Tag Archive | Oxford English Dictionary

I Just Can’t Relate: February Phraseology Fix

One of the sentences I dread most when reading my students’ papers:  “This character is very relatable.”  Can anyone tell me what this actually means?

In order to solve this conundrum, I have turned to the trusty Oxford English Dictionary (OED).

The word “relatable,” an adjective, has several meanings.

The oldest meaning, first noted in 1621, is “able to be told or narrated; suitable for relating.” This meaning pertains to storytelling.

The second meaning, first noted in 1868, is “able to be brought into relation with something else; capable of being related or connected (to something).” This usage pertains to relationships, but it requires some specificity. Specifically, it mandates that the relationship be spelled out.
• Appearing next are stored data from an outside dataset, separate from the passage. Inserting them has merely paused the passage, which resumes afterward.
PR #6665, opened 2018-10-17
I6433-new home hero

### LINKED ISSUE #6433: Redesign hero area and point to user guides
For the [Homepage Hero Area](https://docs.google.com/document/d/1PZwtYeWC2_eWBOX4a8QUBoOHeAZpEEOFRzEhpsgFrKo/edit#), the new design will point to new user guide pages that are also part of this project.

The homepage will show a few (about 3), but there will probably be a couple more we have in reserve so the content changes regularly. The ones we show will be decided in the monthly homepage refresh that @devaneymoz requests, but further down the line they will be controlled by an admin tool (we might get into this in Q1 2019, so I wanted to mention it in case it changes anything about the implementation).

Final design to be provided by @pwalm.

rebmullin:
fixes #6433


src/amo/components/HomeHero/index.js
```diff
@@ -0,0 +1,93 @@
...
+    });
+  }
+
+  render() {
+    return (
+      <div className="HomeHero">
+        {this.getHeroHeader()}
+
+        <div className="HomeHero-cards">
+          <Hero name="Home" sections={this.getHeroSections()} />
```
rebmullin: I am using the Hero component here with the expectation that this will work in a similar way to the current home page hero - where items are randomly rotated. We just need to add the `random` prop, and then it should be ready to go...

rebmullin:
hey @pwalm, can you please look at the screenshots shown above and advise if this works for the various sizes? I don't see font info in invision so I am eyeballing this as best I can :) 

Also, I have a few follow up questions:

- Do we want to use specific urls for the guide sections?

- I've made each topic's entire card clickable, is this okay?

- I thought I saw (somewhere) that there might be more cards in the future and these should be rotated...is that right?

config/default.js
```diff
@@ -320,6 +321,8 @@ module.exports = {
 
   enableFeatureInlineAddonReview: true,
 
+  enableNewHomeHero: false,
```
rebmullin: I was thinking I would turn this on in the dev configs once the guide pages are set up

willdurand: Shouldn't we add the pages first then?

Also, a feature flag must start with `enableFeature`.

rebmullin: >Shouldn't we add the pages first then?

I am working on the other pages but wanted to tackle this page first. I can create another issue to turn this "on" in dev once those are ready. Would that be okay?


I've updated the feature flag name, thanks : )

willdurand: ok, that sounds good.

(also, that looks super shiny)

pwalm:
> Do we want to use specific urls for the guide sections?
Yes, @devaneymoz can give guidance on that

> I've made each topic's entire card clickable, is this okay?
Yes!

> I thought I saw (somewhere) that there might be more cards in the future and these should be rotated...is that right?
Correct.

config/default.js
```diff
@@ -349,6 +350,8 @@ module.exports = {
 
   enableFeatureInlineAddonReview: true,
 
+  enableFeatureNewHomeHero: false,
```
willdurand: Maybe you can call this feature `HomeHeroGuides`. Otherwise we might end up with a `NewNewHomeHero`, etc. next time.

src/amo/components/HomeHero/index.js
```diff
@@ -0,0 +1,93 @@
...
+import Card from 'ui/components/Card';
+import Icon from 'ui/components/Icon';
+
+import './styles.scss';
+
+type InternalProps = {|
+  i18n: I18nType,
+|};
+
+export class HomeHeroBase extends React.Component<InternalProps> {
```
willdurand: How about we call this component `HomeHeroGuides`?

src/amo/components/HomeHero/index.js
```diff
@@ -0,0 +1,93 @@
...
+import Link from 'amo/components/Link';
+import translate from 'core/i18n/translate';
+import Hero from 'ui/components/Hero';
+import type { I18nType } from 'core/types/i18n';
+import Card from 'ui/components/Card';
+import Icon from 'ui/components/Icon';
+
+import './styles.scss';
+
+type InternalProps = {|
```
willdurand: You could spread an empty `Props` type maybe, because `Props` is what you should pass to ` React.ComponentType` at the bottom of the page.

src/amo/components/HomeHero/index.js
```diff
@@ -0,0 +1,93 @@
...
+  i18n: I18nType,
+|};
+
+export class HomeHeroBase extends React.Component<InternalProps> {
+  getHeroes() {
+    const { i18n } = this.props;
+
+    // TODO: get urls
```
willdurand: File an issue and link to it here please.

src/amo/components/HomeHero/index.js
```diff
@@ -0,0 +1,93 @@
...
+    return [
+      {
+        title: i18n.gettext('Stay Safe Online'),
+        icon: 'stop-hand',
+        url: '/guides/stay-safe',
```
willdurand: I think we put a trailing slash to each URL.

src/amo/components/HomeHero/index.js
```diff
@@ -0,0 +1,93 @@
...
+      },
+    ];
+  }
+
+  getHeroHeader() {
+    const { i18n } = this.props;
+
+    return (
+      <div className="HomeHero-header">
+        <h2 className="HomeHero-title">
```
willdurand: That should probably be `HomeHero-header-title`, since it is inside `HomeHero-header`.

src/amo/components/HomeHero/index.js
```diff
@@ -0,0 +1,93 @@
...
+          {i18n.gettext('Extensions are like apps for your browsers.')}
+        </h2>
+        <h3 className="HomeHero-subtitle">
```
willdurand: Same here, that should be `HomeHero-header-subtitle`

src/amo/components/HomeHero/index.js
```diff
@@ -0,0 +1,93 @@
...
+  getHeroSections() {
+    return this.getHeroes().map((hero) => {
+      const { title, icon, url } = hero;
+
+      return (
+        <Link key={url} to={url} className="HomeHero-link">
+          <Card className="HomeHero-card">
+            <Icon className="HomeHero-icon" name={icon} />
+            <h4>
+              <span>{title}</span>
```
willdurand: Why do you need a span inside a `h4`?

src/amo/components/HomeHero/index.js
```diff
@@ -0,0 +1,93 @@
...
+
+  getHeroSections() {
+    return this.getHeroes().map((hero) => {
+      const { title, icon, url } = hero;
+
+      return (
+        <Link key={url} to={url} className="HomeHero-link">
+          <Card className="HomeHero-card">
+            <Icon className="HomeHero-icon" name={icon} />
+            <h4>
```
willdurand: I guess this would need a css class too.

src/amo/components/HomeHero/index.js
willdurand: You can probably use `React.PureComponent` here, see: https://reactjs.org/docs/react-api.html#reactpurecomponent

src/amo/components/HomeHero/styles.scss
```diff
@@ -0,0 +1,98 @@
...
+  .Card-contents {
+    align-items: center;
+    background-color: $white;
+    display: flex;
+    flex-direction: column;
+    justify-content: center;
+    padding: 24px 0 12px;
+
+    @include respond-to(large) {
+      min-height: 138px;
```
willdurand: Why 138 exactly?

src/amo/components/HomeHero/styles.scss
```diff
@@ -0,0 +1,98 @@
...
+    }
+
+    @include respond-to(extraLarge) {
+      min-height: 0;
+    }
+  }
+}
+
+.HomeHero-link {
+  &:link {
```
willdurand: I don't remember exactly, but this might not be supported everywhere (I mean, the way you think it should be supported)

src/amo/components/HomeHero/styles.scss
```diff
@@ -0,0 +1,98 @@
...
+    color: $black;
+    text-decoration: none;
+  }
+}
+
+.HomeHero-icon {
+  &.Icon {
+    height: 40px;
+    width: 40px;
```
willdurand: I would introduce a sass variable for this value, like `$icon-size`.

src/amo/pages/Home/index.js
```diff
@@ -245,7 +246,11 @@ export class HomeBase extends React.Component {
 
         {errorHandler.renderErrorIfPresent()}
 
-        <HomeHeroBanner />
+        {_config.get('enableFeatureNewHomeHero') ? (
+          <HomeHero />
```
willdurand: Yep, `HomeHeroGuides` would be cute here :)

tests/unit/amo/components/TestHomeHero.js
```diff
@@ -0,0 +1,38 @@
...
+} from 'tests/unit/helpers';
+import Hero from 'ui/components/Hero';
+
+describe(__filename, () => {
+  const defaultProps = {
+    i18n: fakeI18n(),
+    store: dispatchClientMetadata().store,
+  };
+
+  function render(props) {
```
willdurand: Could you please initialize the default props in the function's signature?

Also, could you please use the arrow syntax instead of the old `function`?

tests/unit/amo/components/TestHomeHero.js
```diff
@@ -0,0 +1,38 @@
...
+    return shallowUntilTarget(
+      <HomeHero {...defaultProps} {...props} />,
+      HomeHeroBase,
+    );
+  }
+
+  it('renders a HomeHero', () => {
+    const root = render();
+    expect(root).toHaveClassName('HomeHero');
```
willdurand: You can add some more assertions for the title, subtitle, etc. No need to do exact matches, it should just be there.

willdurand:
I think we should change the `margin` on small screens, it is odd to see a difference:

screen shot 2018-10-25 at 17 45 46

(I don't like how it is on desktop too, but I can live with that)

Still on mobile, I think we can reduce the font sizes, it is a bit too big, no?

screen shot 2018-10-25 at 17 47 11

src/amo/components/HomeHero/styles.scss
rebmullin: hey, can you tell me what exactly is not supported? I see `&:link` used in many places so let me know if you mean something else..

src/amo/components/HomeHero/styles.scss
rebmullin: for ~tablet, the "Enhance your media Experience" makes the card expand because the text wraps to a 2nd line. I noticed it was approx this height. So I went with that so the other cards would match and it would be balanced.

src/amo/components/HomeHero/index.js
rebmullin: Actually I can remove this..

src/amo/components/HomeHero/index.js
rebmullin: oh? okay, I'll try that..

tests/unit/amo/components/TestHomeHeroGuides.js
```diff
@@ -0,0 +1,43 @@
...
+    expect(root.find('.HomeHeroGuides-header-subtitle')).toHaveLength(1);
+  });
+
+  it('renders the hero sections', () => {
+    const root = render();
+    const heroSections = root.find(Hero);
+
+    expect(heroSections).toHaveLength(1);
+    expect(heroSections).toHaveProp('sections');
+    expect(heroSections.props().sections).toHaveLength(3);
```
rebmullin: is this enough here? I wasn't sure if need to get more specific than this here..

src/amo/components/HomeHero/styles.scss
willdurand: That's true for `en-US` but likely not for `de` (German) for instance.

src/amo/components/HomeHero/styles.scss
willdurand: well, nevermind. I don't remember exactly tbh.. One question though: why do you need to target the links like this? It only select those links when they are not yet visited, no?

rebmullin: Well initially I had something like this:

```css
.HomeHero-link {
   color: $black;
   text-decoration: none;
}
```

but it (the color specifically) was overridden by the `a:link` styles. I can try nesting tho if you think that's better..

src/amo/components/HomeHero/styles.scss
rebmullin: oh? will it be longer for de? I guess I didn't think of it being longer...

let me look into another approach then..

rebmullin:
hey @willdurand, thanks for the review. I've updated..can you take another look please ?

src/amo/components/HomeHeroGuides/index.js
```diff
@@ -0,0 +1,95 @@
...
+import Hero from 'ui/components/Hero';
+import type { I18nType } from 'core/types/i18n';
+import Card from 'ui/components/Card';
+import Icon from 'ui/components/Icon';
+
+import './styles.scss';
+
+type Props = {};
+
+type InternalProps = {
```
willdurand: You should always use the strict notation: `{| ... |}`

willdurand: (Event for `Props`)

src/amo/components/HomeHeroGuides/index.js
```diff
@@ -0,0 +1,95 @@
...
+      </div>
+    );
+  }
+
+  getHeroSections() {
+    return this.getHeroes().map((hero) => {
+      const { title, icon, url } = hero;
+
+      return (
+        <Link key={url} to={url} className="HomeHeroGuides-link">
```
willdurand: Since you name this "hero sections", I'd expect the className to be `HomeHeroGuides-section`.

src/amo/components/HomeHeroGuides/index.js
```diff
@@ -0,0 +1,95 @@
...
+      );
+    });
+  }
+
+  render() {
+    return (
+      <div className="HomeHeroGuides">
+        {this.getHeroHeader()}
+
+        <div className="HomeHeroGuides-cards">
```
willdurand: Since you name the different cards "hero sections", I'd expect the className to be `HomeHeroGuides-sections`.

src/amo/components/HomeHeroGuides/index.js
```diff
@@ -0,0 +1,95 @@
...
+          <Hero name="Home" sections={this.getHeroSections()} />
```
willdurand: What is this name exactly? And why is it set to `Home` and `not `HomeHeroGuides` or `HomeHeroGuides-Hero`?

tests/unit/amo/components/TestHomeHeroGuides.js
```diff
@@ -0,0 +1,33 @@
...
+      HomeHeroGuidesBase,
+    );
+  };
+
+  it('renders a HomeHeroGuides', () => {
+    const root = render();
+
+    expect(root).toHaveClassName('HomeHeroGuides');
+    expect(root.find('.HomeHeroGuides-header-title')).toHaveLength(1);
+    expect(root.find('.HomeHeroGuides-header-subtitle')).toHaveLength(1);
```
willdurand: You could maybe assert partial content here:

```
     expect(root.find('.HomeHeroGuides-header-title')).toMatch(/Extensions are/); 
     expect(root.find('.HomeHeroGuides-header-subtitle')).toMatch(/They add features/); 
```

tests/unit/amo/components/TestHomeHeroGuides.js
willdurand: yep, although you should use `prop('sections')` instead of `.props().sections`.

tests/unit/amo/components/TestHomeHeroGuides.js
```diff
@@ -0,0 +1,33 @@
...
+  });
+
+  it('renders the hero sections', () => {
+    const root = render();
+    const heroSections = root.find(Hero);
```
willdurand: This should be named `hero`, not `heroSections`, no?

tests/unit/amo/components/TestHomeHeroGuides.js
```diff
@@ -0,0 +1,33 @@
...
+
+    expect(heroSections).toHaveLength(1);
+    expect(heroSections).toHaveProp('sections');
+    expect(heroSections.props().sections).toHaveLength(3);
+  });
```
willdurand: You could probably also "shallow" the `heroSections` (which should be renamed `hero`) and see if you can find a `Link`.

src/amo/components/HomeHeroGuides/index.js
```diff
@@ -0,0 +1,95 @@
...
+          {i18n.gettext(
+            'They add features to Firefox to make browsing faster, smarter, or just plain fun.',
+          )}
+        </h3>
+      </div>
+    );
+  }
+
+  getHeroSections() {
+    return this.getHeroes().map((hero) => {
```
willdurand: I did not pay attention to that before but the `Hero` component expects a list of `HeroSection` components. Why not reusing those? Flow does not complain (but it should...)

rebmullin: I actually missed that too :/

let me try to get it to work with this.

src/amo/components/HomeHeroGuides/index.js
```diff
@@ -0,0 +1,95 @@
+/* @flow */
+import * as React from 'react';
+import { compose } from 'redux';
+
+import translate from 'core/i18n/translate';
+import type { I18nType } from 'core/types/i18n';
```
willdurand: `import type` should be at the bottom of the `import` section.

src/amo/components/HomeHeroGuides/index.js
```diff
@@ -0,0 +1,95 @@
...
+    );
+  }
+
+  getHeroSections() {
+    return this.getHeroes().map((hero) => {
+      const { title, icon, url } = hero;
+
+      return (
+        <HeroSection key={url} linkTo={url} styleName="HomeHeroGuides">
+          <Card className="HomeHeroGuides-card">
```
willdurand: This could be `HomeHeroGuides-section` or `-item` or something that is not the  underlying React component. Then you can reuse it in the children:

- `HomeHeroGuides-section-icon`
- `HomeHeroGuides-section-title`

src/ui/components/Hero/styles.scss
```diff
@@ -40,7 +40,7 @@
   }
 }
 
-.Hero .HeroSection {
+.Hero .HeroSection.HeroSection-styleName--default {
```
willdurand: How about:

```suggestion
.Hero .HeroSection-styleName--default {
```

src/ui/components/HeroSection/index.js
```diff
@@ -34,7 +44,7 @@ export default class HeroSection extends React.Component<Props> {
           <Link
             className="HeroSection-link-wrapper"
             onClick={this.props.onClick}
-            to={addQueryParams(linkTo, { src: INSTALL_SOURCE_HERO_PROMO })}
+            {...createToLink(linkTo, linkSource)}
```
willdurand: It would make sense to configure this link in the parent component then. Instead of introducing a new `linkSource` prop, you can call `addQueryParams()` in `src/amo/components/HomeHeroBanner/index.js`. This component will become more generic that way.

src/amo/components/HomeHeroBanner/styles.scss
```diff
@@ -42,33 +42,35 @@ $colors-third-item: ('cyan', #15aabf, #1098ad) ('teal', #12b886, #0ca678);
 }
 
 .HeroSection {
-  &:nth-child(1) {
-    $color: nth($colors-first-item, 1);
-    $bg-color: nth($color, 2);
-    $fg-color: nth($color, 3);
+  &.HeroSection-styleName--default {
```
willdurand: I would not make this change, instead you can update the class name L44. There is no need to add yet another nested level. See my suggestion above.

src/amo/components/HomeHeroBanner/styles.scss
```diff
@@ -42,33 +42,35 @@ $colors-third-item: ('cyan', #15aabf, #1098ad) ('teal', #12b886, #0ca678);
 }
 
 .HeroSection {
```
willdurand:
```suggestion
.HeroSection-styleName--default {
```

src/amo/components/HomeHeroBanner/index.js
```diff
@@ -293,7 +294,11 @@ export class HomeHeroBannerBase extends React.Component<InternalProps> {
       const { description, title, url } = hero;
 
       return (
-        <HeroSection key={url} linkTo={url}>
+        <HeroSection
+          key={url}
+          linkTo={url}
```
willdurand: I'd rather add the query params here (see comment below).

src/amo/components/HomeHeroBanner/styles.scss
willdurand: Maybe `default` is not a great name anymore. We could change it in the `Hero` component to: `random-color` maybe?

src/amo/components/HomeHeroGuides/index.js
rebmullin: ahh..I see.. yep will do...

src/ui/components/HeroSection/index.js
rebmullin: yep that's a lot better!

src/amo/components/HomeHeroBanner/styles.scss
rebmullin: yeh I agree. `random-color` sounds fine to me...

src/ui/components/Hero/styles.scss
```diff
@@ -15,54 +15,3 @@
     padding: $padding-page-l;
   }
 }
-
-.Hero-contents {
```
rebmullin: this is all very specific to the current HomeHeroBanner, so I moved a lot of these styles over to `HomeHeroBanner.scss`

rebmullin:
@willdurand, thanks for another review. Can you please see how it looks now? :)

src/ui/components/Hero/styles.scss
willdurand: okay, I guess that's fine

src/amo/components/HomeHeroBanner/index.js
```diff
@@ -293,7 +295,11 @@ export class HomeHeroBannerBase extends React.Component<InternalProps> {
       const { description, title, url } = hero;
 
       return (
-        <HeroSection key={url} linkTo={url}>
+        <HeroSection
+          key={url}
+          linkTo={addQueryParams(url, { src: INSTALL_SOURCE_HERO_PROMO })}
+          styleName="random-color"
```
willdurand: You should cover this line with a test case.

src/amo/components/HomeHeroBanner/index.js
```diff
@@ -293,7 +295,11 @@ export class HomeHeroBannerBase extends React.Component<InternalProps> {
       const { description, title, url } = hero;
 
       return (
-        <HeroSection key={url} linkTo={url}>
+        <HeroSection
+          key={url}
+          linkTo={addQueryParams(url, { src: INSTALL_SOURCE_HERO_PROMO })}
```
willdurand: You should cover this line with a test case.

tests/unit/ui/components/TestHeroSection.js
```diff
@@ -29,14 +28,12 @@ describe(__filename, () => {
...
-    const root = shallowRender({ linkTo: '/whatever/' });
+    const linkTo = '/somewhere/';
+    const root = shallowRender({ linkTo });
     const link = root.find(Link);
 
     expect(link).toHaveProp('className', 'HeroSection-link-wrapper');
-    expect(link).toHaveProp(
-      'to',
-      `/whatever/?src=${INSTALL_SOURCE_HERO_PROMO}`,
-    );
```
willdurand: Since this has been removed, it is important to add a test case in the test file of `HomeHeroBanner`.

willdurand:
@rebmullin I forgot, the padding on small screens is not correct:

screen shot 2018-10-29 at 16 33 05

The newest meaning, first noted in 1965, is “that can be related to; with which one can identify or empathize.” In the examples the OED provides, the earlier examples show specific definitions of how and why the elements are relatable—the first even places the word “relatable” in quotes! The 1965 example reads: “The research indicated that boys saw teachers as more directive, while girls saw them as more ‘relatable.’” The 1981 example from the Washington Post includes a definition, in context: “It’s relatable humor, the kind that takes place in every home.” By the time we arrive at in 2007, the year of the final example, which hails from the New York Times Magazine, we see a looser usage: “This is what’s going on in sex and in college right now, and these are real people, and you’re more relatable if you’re a real person. And when I read this 2007 sentence, I’m left wondering: “relatable TO WHAT”? Luckily for me, the New York Times Magazine sentence provides me with some context clues. I can reasonably infer that the “relatable” person understands what’s going on in the real world.

However, in everyday conversations (in class and in the “real world”) and often in writing, I hear and see references to a person or thing being “relatable,” and I am absolutely unable to determine to what the entity is said to be relatable, or why. It seems to me that we’ve become very sloppy in our usage of the third, newest, and most elusive meaning of “relatable.”

So, my advice about this neologism is to use it with tremendous care. Clarity in communication is paramount: in fact, clarity of expression is the main point of communication! So, if your reason for seeing a relationship between two things is not clear, don’t just bandy about the term “relatable”—please! Think the relationship through. If the context of your use of “relatable” will help to enlighten your reader as to your meaning, then feel free to use “relatable.” But, if not, find a different and more precise way to express your idea. Otherwise, no one will be able to relate to the idea you’re trying to express.


And the winner is…

Here in my little corner of northeastern New Jersey (the most densely populated area of the nation’s most densely populated state), I guess I live a sheltered life. This is the only explanation I can conjure for having never heard of the newly-proclaimed Oxford 2014 Word of the Year: “vape.” To add to my embarrassment, I have only ever heard of one of the finalists for this prestigious title.

Is “vape” a good choice for 2014? Would you have chosen something different? My vote is for “fractals” (of Frozen fame).

frozen fractals

“To prom,” or “to the prom”—that is the question.

prom word

When I was in high school, no one I knew went “to prom”; we all went “to the prom.” It’s a subtle difference, but to me, it’s a big deal.

Until a few years ago, I never heard of anyone going “to prom.” But then, before class started a few times around 2009 or so, I heard some of my students talking about when they went “to prom.” To top it all off, I noticed that Axl on ABC’s “The Middle” went “to prom,” rather than “to the prom.” Something is rotten at the high school dance.

It never even occurred to me that “prom,” when used as a noun, would lack an article or a possessive pronoun. It just can’t be on its own. When I hear someone say “I’m going to prom,” it sounds to me as though the person is saying “I’m going to dance.” Of course, this is fine if the person is planning to dance (verb); a person can also promenade (verb). However, in all contexts in which I’ve heard “to prom,” it sounds distinctly like a preposition/noun combination, rather than like an infinitive verb.

Since this has been bothering me so much, I took my search to the Oxford English Dictionary.

There, I found the definition of “prom” referring to a dance is this: “A ball or formal dance at a school or college, typically held for the members of a single (typically senior) class near the end of the school year.” And there is NO verb form of “prom”; it is only a noun (not a verb), according to the OED.

However, I found some additional interesting information in the usage section of the “prom” entry: in each instance in which “prom” is cited in the singular from 1879 (when the usage of this colloquial term is first noted in English) through 1972, it is preceded by “the.” However, in the 2001 usage cited in R.B. Parker’s Death in Paradise, the sentence that the OED quotes is this: “I needed a date for senior prom.”

Where did “the” go?


Does anyone know why this happened, or how? Is “the prom” still acceptable, or am I showing that I’m a linguistic dinosaur every time I say “the prom”?

I know that this is a subtle change in English usage, but it’s been bothering me for quite some time. Let’s talk about it!